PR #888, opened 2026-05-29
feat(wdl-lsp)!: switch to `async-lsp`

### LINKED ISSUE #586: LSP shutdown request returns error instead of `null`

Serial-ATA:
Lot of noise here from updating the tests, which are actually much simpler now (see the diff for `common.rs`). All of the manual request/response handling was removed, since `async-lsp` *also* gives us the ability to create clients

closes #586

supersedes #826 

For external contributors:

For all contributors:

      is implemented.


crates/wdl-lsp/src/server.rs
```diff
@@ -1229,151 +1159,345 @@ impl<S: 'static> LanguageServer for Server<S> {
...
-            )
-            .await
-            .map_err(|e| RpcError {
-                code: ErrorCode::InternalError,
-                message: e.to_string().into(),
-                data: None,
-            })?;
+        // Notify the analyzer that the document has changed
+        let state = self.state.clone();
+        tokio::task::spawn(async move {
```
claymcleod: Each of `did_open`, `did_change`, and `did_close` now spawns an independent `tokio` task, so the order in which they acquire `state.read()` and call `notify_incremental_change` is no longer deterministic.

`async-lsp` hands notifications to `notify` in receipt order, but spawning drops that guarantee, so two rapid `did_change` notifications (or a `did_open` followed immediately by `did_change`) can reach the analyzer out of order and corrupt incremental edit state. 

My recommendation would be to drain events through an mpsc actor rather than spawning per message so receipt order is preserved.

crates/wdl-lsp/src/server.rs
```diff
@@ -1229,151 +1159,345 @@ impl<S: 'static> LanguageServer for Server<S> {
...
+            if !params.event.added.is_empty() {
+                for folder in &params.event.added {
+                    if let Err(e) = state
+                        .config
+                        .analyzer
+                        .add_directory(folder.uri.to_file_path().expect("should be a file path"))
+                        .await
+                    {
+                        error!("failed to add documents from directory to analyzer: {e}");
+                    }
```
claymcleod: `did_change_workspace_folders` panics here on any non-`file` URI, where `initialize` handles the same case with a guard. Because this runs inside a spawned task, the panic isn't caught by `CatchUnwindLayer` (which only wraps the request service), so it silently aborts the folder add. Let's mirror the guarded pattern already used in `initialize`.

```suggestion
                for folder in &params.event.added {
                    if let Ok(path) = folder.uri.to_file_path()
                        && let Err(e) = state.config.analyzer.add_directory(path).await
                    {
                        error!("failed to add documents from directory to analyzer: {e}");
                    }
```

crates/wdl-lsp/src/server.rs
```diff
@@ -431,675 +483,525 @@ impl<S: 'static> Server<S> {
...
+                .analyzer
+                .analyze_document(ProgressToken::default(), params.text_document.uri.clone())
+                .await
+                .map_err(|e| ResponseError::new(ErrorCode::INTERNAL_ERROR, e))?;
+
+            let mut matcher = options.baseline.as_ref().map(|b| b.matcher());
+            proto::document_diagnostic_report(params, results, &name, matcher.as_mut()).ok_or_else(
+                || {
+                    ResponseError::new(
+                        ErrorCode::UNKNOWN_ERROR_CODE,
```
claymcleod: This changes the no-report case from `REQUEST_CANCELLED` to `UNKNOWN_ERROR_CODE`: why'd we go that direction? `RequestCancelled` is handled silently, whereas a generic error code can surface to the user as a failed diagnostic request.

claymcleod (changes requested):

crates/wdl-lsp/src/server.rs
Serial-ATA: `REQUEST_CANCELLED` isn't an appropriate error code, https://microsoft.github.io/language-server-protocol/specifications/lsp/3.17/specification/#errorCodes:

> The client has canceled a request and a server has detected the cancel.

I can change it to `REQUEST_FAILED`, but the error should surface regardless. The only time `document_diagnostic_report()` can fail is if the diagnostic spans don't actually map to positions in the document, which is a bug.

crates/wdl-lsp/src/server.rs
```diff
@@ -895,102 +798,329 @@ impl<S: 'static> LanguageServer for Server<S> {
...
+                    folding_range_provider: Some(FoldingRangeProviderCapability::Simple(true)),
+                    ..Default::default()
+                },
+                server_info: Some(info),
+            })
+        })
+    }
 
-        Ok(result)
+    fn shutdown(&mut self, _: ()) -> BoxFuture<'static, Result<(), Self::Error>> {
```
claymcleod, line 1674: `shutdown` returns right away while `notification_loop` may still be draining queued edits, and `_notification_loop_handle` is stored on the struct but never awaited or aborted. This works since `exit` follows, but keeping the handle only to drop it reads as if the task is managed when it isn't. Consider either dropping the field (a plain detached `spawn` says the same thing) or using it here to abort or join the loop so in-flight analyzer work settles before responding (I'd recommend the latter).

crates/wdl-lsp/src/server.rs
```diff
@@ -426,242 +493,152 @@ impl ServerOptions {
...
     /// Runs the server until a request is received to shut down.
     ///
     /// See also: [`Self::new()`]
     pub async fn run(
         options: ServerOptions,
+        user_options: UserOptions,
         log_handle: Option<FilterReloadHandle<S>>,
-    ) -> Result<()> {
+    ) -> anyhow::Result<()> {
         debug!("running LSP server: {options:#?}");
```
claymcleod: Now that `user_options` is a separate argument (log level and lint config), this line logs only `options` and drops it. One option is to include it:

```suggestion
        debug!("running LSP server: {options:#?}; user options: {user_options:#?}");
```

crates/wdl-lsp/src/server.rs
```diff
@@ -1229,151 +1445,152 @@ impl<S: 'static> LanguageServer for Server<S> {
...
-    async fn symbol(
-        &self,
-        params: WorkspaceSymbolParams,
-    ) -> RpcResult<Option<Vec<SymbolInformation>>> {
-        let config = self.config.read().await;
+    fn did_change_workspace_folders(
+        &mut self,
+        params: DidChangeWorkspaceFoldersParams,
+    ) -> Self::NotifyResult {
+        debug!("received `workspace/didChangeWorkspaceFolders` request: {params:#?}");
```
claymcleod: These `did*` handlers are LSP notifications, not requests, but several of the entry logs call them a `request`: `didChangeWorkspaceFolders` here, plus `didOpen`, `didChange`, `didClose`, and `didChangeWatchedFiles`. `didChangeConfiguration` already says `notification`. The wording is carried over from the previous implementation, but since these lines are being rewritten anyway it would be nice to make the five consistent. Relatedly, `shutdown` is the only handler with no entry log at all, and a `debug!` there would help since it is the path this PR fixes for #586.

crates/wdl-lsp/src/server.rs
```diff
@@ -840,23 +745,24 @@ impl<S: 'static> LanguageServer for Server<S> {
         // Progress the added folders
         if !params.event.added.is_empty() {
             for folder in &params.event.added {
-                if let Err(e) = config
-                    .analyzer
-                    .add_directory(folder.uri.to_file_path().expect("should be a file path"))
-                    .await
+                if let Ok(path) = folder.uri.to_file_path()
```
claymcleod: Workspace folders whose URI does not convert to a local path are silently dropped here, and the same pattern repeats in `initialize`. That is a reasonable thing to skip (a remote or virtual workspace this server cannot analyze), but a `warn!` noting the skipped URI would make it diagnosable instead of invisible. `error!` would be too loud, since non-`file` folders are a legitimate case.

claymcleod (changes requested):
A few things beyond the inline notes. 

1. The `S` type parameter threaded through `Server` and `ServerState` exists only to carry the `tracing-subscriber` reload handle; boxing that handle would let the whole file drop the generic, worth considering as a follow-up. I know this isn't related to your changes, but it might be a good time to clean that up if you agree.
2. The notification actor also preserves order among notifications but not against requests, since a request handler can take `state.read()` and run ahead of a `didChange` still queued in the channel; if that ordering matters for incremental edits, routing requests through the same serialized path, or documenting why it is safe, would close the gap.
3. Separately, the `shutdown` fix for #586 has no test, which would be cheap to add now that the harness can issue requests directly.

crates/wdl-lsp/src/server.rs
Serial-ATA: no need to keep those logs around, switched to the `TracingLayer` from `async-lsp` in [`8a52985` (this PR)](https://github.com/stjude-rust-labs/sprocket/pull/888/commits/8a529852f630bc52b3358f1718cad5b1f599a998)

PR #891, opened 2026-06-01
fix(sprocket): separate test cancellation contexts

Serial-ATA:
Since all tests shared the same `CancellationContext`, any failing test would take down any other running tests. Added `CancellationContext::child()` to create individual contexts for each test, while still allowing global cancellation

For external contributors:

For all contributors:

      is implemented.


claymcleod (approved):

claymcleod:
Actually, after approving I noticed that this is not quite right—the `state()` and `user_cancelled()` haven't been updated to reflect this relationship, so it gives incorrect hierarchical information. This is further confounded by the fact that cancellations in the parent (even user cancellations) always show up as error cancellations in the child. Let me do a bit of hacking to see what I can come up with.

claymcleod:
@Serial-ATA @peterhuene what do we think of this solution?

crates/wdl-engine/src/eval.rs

### What you will do:
Check each line of the data above for the string "should", and copy the ones that have it.

### Task response:
+                        .add_directory(folder.uri.to_file_path().expect("should be a file path"))
I can change it to `REQUEST_FAILED`, but the error should surface regardless. The only time `document_diagnostic_report()` can fail is if the diagnostic spans don't actually map to positions in the document, which is a bug.
-                    .add_directory(folder.uri.to_file_path().expect("should be a file path"))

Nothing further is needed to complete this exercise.